Cultivatrice de plantes médicinales, Audrey Berger est aujourd’hui masseuse bien-être, formatrice et créatrice du cursus Aroma & Massages chez Biopulse Formation, à Paris.

Les stagiaires de Biopulse la connaissent à travers les incontournables formations qu’elle anime, et le suivi qu’elle assure auprès de chacun·e en qualité de directrice pédagogique.

Discrète sur elle même mais vibrante comme une plante, nous lui avons posé à la Maison Biopulse quelques questions pour savoir ce qui l’a emmenée par ces chemins et ce qui l’émerveille autant dans la compagnie avec les Huiles Essentielles.

Ceci est la deuxième partie de notre entretien. Vous pouvez lire la première partie ICI

MASSER AVEC DES HUILES ESSENTIELLES

(Biopulse) En quoi cela peut-il être intéressant de s’associer avec des plantes dans les métiers du bien-être ?

(Audrey Berger) C’est un vrai plus. Les Huiles Essentielles (HE) sont une forme moléculaire riche, intéressante, qui a une action physiologique puissante, dans une gamme d’utilisation par ailleurs très large. On peut les utiliser avec un effet symptomatique, c’est à dire pour un problème donné choisir telle ou telle HE. On peut soulager beaucoup de maux communs comme cela – sans toutefois être dans la thérapeutique, qui n’est pas notre domaine en massages de bien-être. On peut également créer des ambiances, stimuler… Les HE s’adressent directement au cerveau limbique, connecté à nos souvenirs. Elles peuvent donc nous aider à nous remettre dans des ambiances passées qui sont bonnes pour nous. De la même manière, ce qui a été vécu pendant une séance de massage avec une HE, cette ambiance olfactive, on peut l’emmener à la maison.

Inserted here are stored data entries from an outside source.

PR #2157, opened 2026-07-06
Optimise indexes and autoanalyze

CodiePP:
# Description

* the unique index "unique_reward" needs proper order of columns with the epoch first so the hash tree has less depth. The size of the index drops from 30 GB to 20 GB on disk. This could also be checked for other compound indexes.
* added a few more indexes
* changed the threshold when "autoanalyze" kicks in on heavy tables. This leads to faster queries as the query planning is improved.

We have been benchmarking this on our ha db-sync setup on [BCA](https://blockchain-applied.com).

# Checklist

- [ ] Self-reviewed the diff

# Migrations


Cmdv:
Thanks for the contribution, sorry I totally missed this. I'll make sure we discuss this in our next meeting. To me it looks perfectly fine. The only hit would be when we run the index migrations as it may increase timings. :)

L’expérience du massage s’imprime en quelque sorte avec les HE et on pourrait réactiver les bienfaits d’une séance par leur simple parfum ?

Exactement. Juste en se passant une huile sur le corps à la maison, en prenant le temps de la respirer…

Donc on peut réactiver ou créer de nouvelles mémoires de bien-être par des massages aux HE…

Oui, c’est ça la puissance de l’odeur.

Aujourd’hui on trouve sur le marché beaucoup d’huiles pour le massage déjà prêtes à l’emploi. Quels avantages trouves-tu à faire tes propres compositions ?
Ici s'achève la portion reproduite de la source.